- _Exercise goal_
Below are some records. Return exactly the lines from the one with "Not applicable —" to the one with "### Review Severity: APPROVE", and nothing else.

═══ Record excerpts

PR #8219, opened 2026-05-01
Add refundable credit conversion contrib reform

DTrim99:
## Summary

Adds a new contrib reform `gov.contrib.refundable_credit_conversion` that introduces a configurable flat refundable credit composed of independently toggleable components. The credit is appended to the federal refundable credit list when `in_effect` is true.

Repealing baseline credits and deductions (CTC, EITC, CDCC, standard deduction, itemized deductions, above-the-line deductions, Head of Household filing) is intentionally **out of scope** for this PR and is handled separately via direct overrides to baseline parameters.

## Implementation

**Parameters under `gov.contrib.refundable_credit_conversion/`:**
- `in_effect.yaml` — bool gate for the reform.
- `credit/{per_taxpayer, per_ctc_dependent, per_other_dependent, per_household}.yaml` — currency-USD component amounts, default 0.
- `credit/{use_taxpayer_credit, use_ctc_dependent_credit, use_other_dependent_credit, use_household_credit}.yaml` — bool toggles, default false.
- `earnings_credit/{rate, cap, use_earnings_credit}.yaml` — `/1` rate, currency-USD per-worker cap, and bool toggle for the earnings subsidy. "Earnings" follows the EITC convention of wages plus self-employment income.

**Reform Python at `policyengine_us/reforms/refundable_credit_conversion/refundable_credit_conversion.py`:**
- Defines `flat_refundable_credit` (TaxUnit, USD) as `taxpayers * per_taxpayer + ctc_kids * per_ctc_dependent + max(eitc_kids - ctc_kids, 0) * per_other_dependent + per_household + sum_over_persons(min(max(earnings, 0), cap) * rate)`. Each component is gated by its `use_*` toggle.
- Overrides `income_tax_refundable_credits` to append `flat_refundable_credit` to the existing federal refundable list (baseline EITC / refundable CTC / CDCC / AOTC / PTC / etc. continue to compute and contribute).
- `create_refundable_credit_conversion_reform` registers via the streamlined-EITC / ECPA pattern with a 5-year `in_effect` forward lookahead. The module-level alias uses `bypass=True` to make the bypass semantics explicit.

**Tests at `policyengine_us/tests/policy/contrib/refundable_credit_conversion/`:**
- `flat_credit.yaml` — credit math for single, MFJ, and MFJ-with-dependents shapes.
- `dependent_definition.yaml` — boolean-toggle behavior for CTC-qualifying vs other-dependent children.
- `earnings_credit.yaml` — per-worker cap arithmetic, SE income inclusion, boundary cases (zero, exactly at cap, negative SE), and dependents with earnings.
- `integration.yaml` — full reform end-to-end including an assertion on `income_tax_refundable_credits` (using a minimal household to avoid CI OOM), `in_effect: false` case, all four filing-status branches, and an all-toggles-on / all-amounts-zero sanity case.
- `test_refundable_credit_conversion_autoloader.py` — exercises the autoloader's `bypass=True` path and the default-inactive return-`None` path.

**Test isolation:** `test_batched.py` isolates `refundable_credit_conversion` into its own contrib batch because the `income_tax_refundable_credits` override pulls every federal refundable credit into the dependency graph and was OOM'ing the catch-all CI runner.

## Test plan

- [x] `make format`
- [x] All 23 CI checks pass
- [ ] `policyengine-core test policyengine_us/tests/policy/contrib/refundable_credit_conversion/ -c policyengine_us`
- [ ] `pytest policyengine_us/tests/microsimulation/test_microsim.py` (regression)
- [ ] Verify state EITC / state CTC / state standard deduction values are unchanged when the federal reform is active


DTrim99:
## Program Review

Automated `/review-program` pass over the diff: 1 reform-logic reviewer, 1 reference-quality reviewer, 1 code-pattern validator, 1 test-coverage analyzer. No PDF source applies (this is a contrib reform, not a parameter update from an official document), so PDF audit was skipped.

### Source Documents
- **PDF**: N/A — contrib reform, no external source document
- **Scope**: PR changes only

### Summary

The implementation is internally consistent and the math checks out — flat-credit formula, dependent-counting set difference, wage credit aggregation, 5-year lookahead, state neutrality, and variable reuse are all correct. CI is green across all 23 checks.

The single user-facing issue is that the **PR description on GitHub still describes the original (broader) scope** while the code has been deliberately narrowed to ship only the new credit. The reform's own docstring and the changelog fragment are accurate — but the GitHub description will mislead reviewers.

### Critical (Must Fix)

1. **PR description ↔ implementation drift.** The PR body still claims the reform "swaps the federal standard deduction, itemized deductions, above-the-line deductions, Head of Household filing status, CTC, CDCC, and EITC for a flat refundable credit" with `repeals/*.yaml` files, a `dependent_definition.yaml` int enum, a `repeals.yaml` test, and overrides for `standard_deduction` / `itemized_taxable_income_deductions` / `above_the_line_deductions` / `head_of_household_eligible` / `income_tax_non_refundable_credits`. **None of those are in the diff.** Recent commits (`fc51846591` "Narrow refundable credit conversion contrib to the new credit only", `30490b71` "Replace dependent_definition int with per-component boolean toggles", `f1909275bd` "Drop income_tax_refundable_credits assertion from RCC integration test") confirm the narrowing was intentional, and the reform docstring (`policyengine_us/reforms/refundable_credit_conversion/refundable_credit_conversion.py:25-29`) and changelog correctly say repeals are handled separately. Update the PR body to match the narrowed scope so reviewers and downstream consumers aren't surprised.

2. **The `income_tax_refundable_credits` override has no end-to-end assertion.** Commit `f1909275bd` removed the only test that exercised the override (for CI-OOM reasons) and nothing was added back. Every test asserts `flat_refundable_credit` directly — none verifies the splice into the federal refundable-credit list. If `update_variable(income_tax_refundable_credits)` silently broke (e.g., a typo in `"flat_refundable_credit"`), all existing tests would still pass. Add one targeted test: construct a household where every baseline refundable credit is zero (no earnings, no qualifying children, no AOTC/PTC eligibility) and assert `income_tax_refundable_credits == flat_refundable_credit == <expected>` for a chosen scenario. Or use the weaker `income_tax_refundable_credits >= flat_refundable_credit` invariant.

### Should Address

3. **`documentation` field on `flat_refundable_credit`.** Per `policyengine-variable-patterns`: use `reference` instead of `documentation`. `policyengine_us/reforms/refundable_credit_conversion/refundable_credit_conversion.py:37-41`. Either drop the field (the reform docstring already covers it) or replace with a `reference` link to PR #8219.

4. **"Wage credit" semantics vs. behavior.** The parameter labels and reform docstring call this a "wage" credit, but `earnings = person("earned_income", period)` (line 87) includes self-employment income (`earned_income` adds `employment_income + self_employment_income + sstb_self_employment_income`). Either rename to "earnings credit" / "earnings subsidy" to match behavior, or restrict the formula to `employment_income` to match the "wage" framing.

5. **5-year `in_effect` lookahead is untested.** No test exercises `create_refundable_credit_conversion_reform(parameters, period)` with `in_effect` true 3-4 years out or false through the whole window. YAML tests force-apply the reform via the `reforms:` directive, completely bypassing the lookahead. Add at least one boundary-case test (true within window, false beyond window).

6. **`integration.yaml` second case doesn't test what its name suggests.** It sets `in_effect: false` but explicitly passes `reforms: ...refundable_credit_conversion`, so the reform applies anyway — the test merely verifies the formula returns 0 because every `use_*` toggle defaults to false. It does not test the autoloader bypass path.

7. **Parameter labels lack a program prefix.** All amount/toggle parameters use generic labels like `"Flat credit amount per taxpayer"` and `"Apply per-CTC-dependent flat credit"` — these are not identifiable in the parameter explorer. Prefix with `"Refundable credit conversion: …"` to match the `in_effect.yaml` label (which already follows that convention). Compare AWRA's `"American Worker Tax Rebate amount (non-joint)"`.

8. **Filing-status coverage gap.** Only SINGLE and JOINT are tested. The reform's per-taxpayer count and dependent counts depend on filing status. Add cases for HEAD_OF_HOUSEHOLD, MFS, and (ideally) SURVIVING_SPOUSE.

9. **Wage credit boundary cases are thin.** Only one positive scenario (one earner under cap, one over). Missing: zero earnings, earnings exactly at the cap, negative earnings (the `max_(earnings, 0)` guard is never exercised), and dependents with earnings (current code awards them a wage credit — pin the behavior with a test even if it's intentional).

10. **Missing `reference` field on all 12 parameters.** Per `policyengine-parameter-patterns` the field is required. Contrib reforms with no external proposal sometimes omit it (cf. `gov/contrib/ctc/additional_bracket/in_effect.yaml`, `gov/contrib/joint_eitc/in_effect.yaml`), but adding a one-line link to PR #8219 — at minimum on `in_effect.yaml` as the entry point — costs nothing and improves traceability.

### Suggestions

11. **Module-level export should use `bypass=True`.** `policyengine_us/reforms/refundable_credit_conversion/refundable_credit_conversion.py:148` does `refundable_credit_conversion = create_refundable_credit_conversion()` (bypassing the lookahead implicitly). Compare `streamlined_eitc.py:69`: `streamlined_eitc = create_streamlined_eitc_reform(None, None, bypass=True)`. Match the established pattern so intent is explicit.

12. **Test number formatting.** `wage_credit.yaml` lines 7, 8, 29, 30 use `0.20` for the rate; the parameter-patterns convention drops trailing zeros (`0.2`).

13. **Hoist the duplicated `ctc_qualifying_children` lookup.** `refundable_credit_conversion.py:61` and `:74` both call `tax_unit("ctc_qualifying_children", period)` in different `if` branches — could be computed once. Purely cosmetic.

14. **Other-dependent count is a set-cardinality difference.** `max_(eitc_count - ctc_count, 0)` is correct in the typical case (CTC ⊆ EITC) but silently undercounts when the two sets are not nested (e.g., one CTC-qualifying child fails EITC ID requirements AND one EITC-qualifying child fails CTC). The inline comment acknowledges this. Worth a one-line note in `per_other_dependent.yaml` description that this is a population-aggregate difference, not a per-person classification.

15. **`absolute_error_margin` on wage_credit tests.** The wage credit produces a float (`0.2 * 8000 = 1600.0`); a future parameter change yielding `1599.99999` would silently fail. Add `absolute_error_margin: 0.01` for resilience.

16. **`in_effect.yaml` starts at `0000-01-01: false` rather than a real year.** Other reforms (e.g., `streamlined_eitc.in_effect`) use a real start year like `2020-01-01`. Either is fine, but a real year makes the parameter timeline less confusing in the UI.

17. **Toggle file naming has a redundant `_credit` suffix.** Files in `credit/` are named `use_taxpayer_credit.yaml`, `use_ctc_dependent_credit.yaml`, etc., yielding paths like `gov.contrib.refundable_credit_conversion.credit.use_taxpayer_credit` (double `credit`). Could be `credit/use_taxpayer.yaml` to mirror the amount file naming (`per_taxpayer.yaml`). Don't churn the diff if you'd rather keep the current names.

### Validation Summary

| Check | Result |
|-------|--------|
| Regulatory accuracy (reform-logic) | 1 critical (PR body drift), math/lookahead/state-neutrality all correct |
| Reference quality | 12/12 parameters have valid core metadata; `reference` field missing on all 12 (contrib-acceptable) |
| Code patterns | No hard-coded values; reuses `is_tax_unit_head_or_spouse`, `ctc_qualifying_children`, `eitc_child_count`, `earned_income`; mirrors ECPA / streamlined-EITC pattern correctly; 3 style/naming nits |
| Test coverage | 12 unit tests covering all 5 component toggles + `in_effect` gate; 1 critical gap (no end-to-end assertion on `income_tax_refundable_credits`), 4 should-address gaps (5-year lookahead, filing-status, wage boundaries, autoloader path) |
| CI status | All 23 checks passing |
| Changelog | Present at `changelog.d/refundable-credit-conversion.added.md`, accurately scoped |
| Test batching | `test_batched.py` correctly isolates `refundable_credit_conversion` into its own contrib batch |

### Review Severity: COMMENT

The implementation is correct and CI is green. The critical items are (a) updating the PR description to match the narrowed scope, and (b) adding one assertion that proves the `income_tax_refundable_credits` override actually fires. Neither blocks merge mechanically — but skipping them ships a misleading PR body and a structurally untested override.

### Next Steps
To auto-fix issues: `/fix-pr 8219`

PavelMakarchuk (commented):
## Program Review — PR #8219 (Contrib Reform: refundable_credit_conversion)

### Source Documents
None — contrib reform (configurable policy design primitive). No PDF audit applicable.

### Critical (Must Fix)
None.

### Should Address

1. **`in_effect.yaml` start date — `2024-01-01: false` is inconsistent with sibling reforms.** Pre-2024 callers rely on policyengine-core's implicit fallback. Sibling contrib reforms (`harris/lift/middle_class_tax_credit`, `reconciliation/ssn_for_llc_and_aoc`) use `0000-01-01: false`. Align with the dominant convention.

2. **PR description and module docstring overstate the baseline refundable list.** The docstring claims the override appends to "EITC / refundable CTC / CDCC / AOTC / PTC", but `gov/irs/credits/refundable.yaml` for periods >= 2022 does NOT include CDCC (was refundable only in 2021) or PTC (explicitly excluded by comment). The implementation is correct (it pulls dynamically from the parameter); only the docs are wrong. Either drop CDCC/PTC from the enumeration or use a generic phrase referencing `gov.irs.credits.refundable`.

3. **Consider a parametric reform on `gov.irs.credits.refundable` instead of overriding `income_tax_refundable_credits`.** Overriding the variable forces every federal refundable credit into the subprocess's variable graph, which is the proximate cause of the OOM-driven test isolation in `test_batched.py`. A parametric reform appending `flat_refundable_credit` to the parameter list would preserve the `adds` optimization and eliminate the batched-test workaround entirely. Not blocking — current approach works.

4. **`per_other_dependent.yaml` description is two sentences and uses no approved verb** (parameter-patterns skill expects one sentence with a verb from a fixed list). Same loose style applies across most parameter descriptions in this PR. Acceptable under contrib's relaxed conventions but worth tightening for consistency.

5. **Regulatory/explanatory comment is duplicated between the Python formula (lines 65-72) and the YAML description for `per_other_dependent`.** Pick one home (typically code comment) to avoid double maintenance when the explanation evolves.

6. **Per-worker cap with ALL workers above cap is not isolated in any test.** Current earnings_credit test has one worker under the cap and one over — passes for both correct `sum(min(earnings, cap))` and the typical bug `min(sum(earnings), cap)`. A test with two workers both well above the cap is the single most important regression-guard for the per-person cap semantics.

7. **`max_(eitc_kids - ctc_kids, 0)` clamp at line 75 is never exercised.** The guard exists for the rare configuration where a CTC-qualifying child fails EITC identification requirements (i.e., ctc_count > eitc_count). All current tests have eitc_count >= ctc_count. Add a case using `meets_eitc_identification_requirements: false` (or equivalent input) to drive the clamp.

8. **`in_effect: false` test does not verify the override behavior on `income_tax_refundable_credits`.** The case asserts only `flat_refundable_credit: 0`, which is also true when `in_effect: true` with all amounts zero. It does not distinguish "credit is zero" from "credit excluded from the refundable list". The autoloader's `None` return is exercised in Python tests, but the YAML `reforms:` directive force-applies the reform — so the zero value here actually comes from each `use_*` toggle defaulting to false, not from `in_effect: false`. Either tighten the assertion (compare `income_tax_refundable_credits` to baseline) or add a comment explaining the limited scope.

9. **Household credit (`use_household_credit`) is only tested in combination, never in isolation.** Other four toggles each have an isolation test. A regression that doubled the household credit or made it per-person could be partially masked by the combined cases. Adding an isolation case is cheap symmetry.

### Suggestions

1. **Earnings exactly at cap + 1.** Adds an off-by-one guard around the cap boundary.
2. **Combined W-2 + SE income on a single worker.** Verifies sum-then-cap ordering across the two income components (`earned_income` includes both plus SSTB).
3. **CTC age boundary 16 vs 17.** Pin down "under 17" cutoff explicitly; existing tests use 5 and 17 but never 16.
4. **Autoloader 5-year lookahead window untested.** The `for i in range(5)` lookahead in the autoloader has no direct test. Add cases at boundaries (`in_effect: true` in year+4 vs year+6).
5. **`bypass=True` with non-`None` parameters.** Current bypass test passes `None, None`; pin down that bypass truly ignores a parameters tree whose `in_effect` is false.
6. **Microsimulation smoke test marked `@pytest.mark.microsimulation`.** Per testing-patterns skill — the OOM concern in integration.yaml indicates an awareness of microsim risk; a marked test would catch regressions deliberately.
7. **Multi-tax-unit household.** Confirms credit aggregates per tax unit, not per household. Likely a non-issue given variable scope, but cheap symmetry.
8. **Split dense set-difference comment in formula** (lines 65-72) into a one-line summary plus a moved long-form note (paired with the duplication item).
9. **Style consistency — `taxpayer_amount = 0` scalars vs arrays.** When toggles are off, locals are Python scalars; broadcasting handles the final sum correctly. Cosmetic.
10. **Confirm `SURVIVING_SPOUSE` FilingStatus enum spelling** (visual check shows it's correct; flag is just defensive).

### PDF Audit Summary
Not applicable — contrib reform, no statute to encode.

### Validation Summary
| Check | Result |
|-------|--------|
| Regulatory Accuracy | N/A (contrib design primitive) |
| Reference Quality | N/A (no source documents) |
| Code Patterns | 0 critical + 5 should + 10 suggestions |
| Test Coverage | 0 critical + 8 should + 4 suggestions |
| PDF Value Audit | N/A |
| CI Status | 23/23 passing |

### Review Severity: APPROVE

Reason: This is a configurable contrib design primitive with no statutory mismatch to chase. Code patterns are clean (no hard-coded values, reuses existing variables like `earned_income` / `ctc_qualifying_children` / `eitc_child_count`, correctly appends rather than replaces in the override, sign-flip guard for negative SE income, autoloader pattern matches existing precedent). All 23 CI checks pass. Should-address items are polish — effective-date alignment, docs/description style, missing edge-case tests (cap behavior, eitc<ctc clamp, in_effect=false override-behavior assertion).

The architectural choice between variable override (current) and parametric reform on `gov.irs.credits.refundable` is worth a discussion — the override approach is what forced the `test_batched.py` isolation, and a parametric refactor would remove that wart. Not blocking.

### Next Steps
Optional follow-up to address SHOULD items.

DTrim99:
Addressed all of @PavelMakarchuk's review items. Summary:

**Should Address (9 items)**
- ✅ `in_effect.yaml` start date → `0000-01-01: false` (aligns with sibling contrib reforms)
- ✅ Docstring no longer enumerates CDCC/PTC — CDCC is refundable only in 2021 and PTC is explicitly excluded
- ❌ Parametric reform on `gov.irs.credits.refundable` — **tried, reverted**. Implemented `modify_parameters` snapshotting and re-emitting each transition with `flat_refundable_credit` appended. Empirically the per-test parameter-tree mutation is heavier than the variable override: CI showed shutdown-signal OOM *even inside the isolated `refundable_credit_conversion` batch*. Reverted to the variable override; kept the batch isolation in `test_batched.py`. Suggestion is sound in principle but doesn't pan out here.
- ✅ `per_other_dependent.yaml` collapsed to one sentence with the "Provides" verb
- ✅ Duplicated set-difference comment removed from YAML; lives in the Python formula only
- ✅ Both-workers-above-cap test case added to `earnings_credit.yaml` (regression guard for `sum(min(..., cap))` vs `min(sum(...), cap)` ordering)
- ✅ Eitc-clamp test using `meets_eitc_identification_requirements: false` added to `dependent_definition.yaml`
- ✅ `in_effect: false` integration test comment clarified — explicitly notes the YAML directive bypasses the autoloader
- ✅ Household-credit isolation test added to `flat_credit.yaml`

**Suggestions (10 items)**
- ✅ Earnings one dollar above cap boundary case
- ✅ Combined W-2 + SE income on one worker (sum-then-cap)
- ✅ CTC age 16 vs 17 boundary tests
- ✅ 5-year lookahead window tests (window start, year+4 inside, year+6 past) added to Python autoloader test
- ✅ `bypass=True` with non-`None` parameters test added
- ⏭ Microsim smoke test — skipped (requires dataset access)
- ⏭ Multi-tax-unit household — skipped (Pavel noted it's low-value symmetry)
- ✅ Long set-difference comment moved out of YAML
- ⏭ Scalar vs array style — cosmetic only
- ⏭ SURVIVING_SPOUSE enum spelling — defensive only

Commits: `e354e20050` (Pavel fixes), `a5f5ad62de` (restore isolation after parametric refactor OOM'd), `26a458caf8` (revert parametric refactor).

PavelMakarchuk (approved):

══════

- _Solution for this problem_
Not applicable — contrib reform, no statute to encode.

### Validation Summary
| Check | Result |
|-------|--------|
| Regulatory Accuracy | N/A (contrib design primitive) |
| Reference Quality | N/A (no source documents) |
| Code Patterns | 0 critical + 5 should + 10 suggestions |
| Test Coverage | 0 critical + 8 should + 4 suggestions |
| PDF Value Audit | N/A |
| CI Status | 23/23 passing |

### Review Severity: APPROVE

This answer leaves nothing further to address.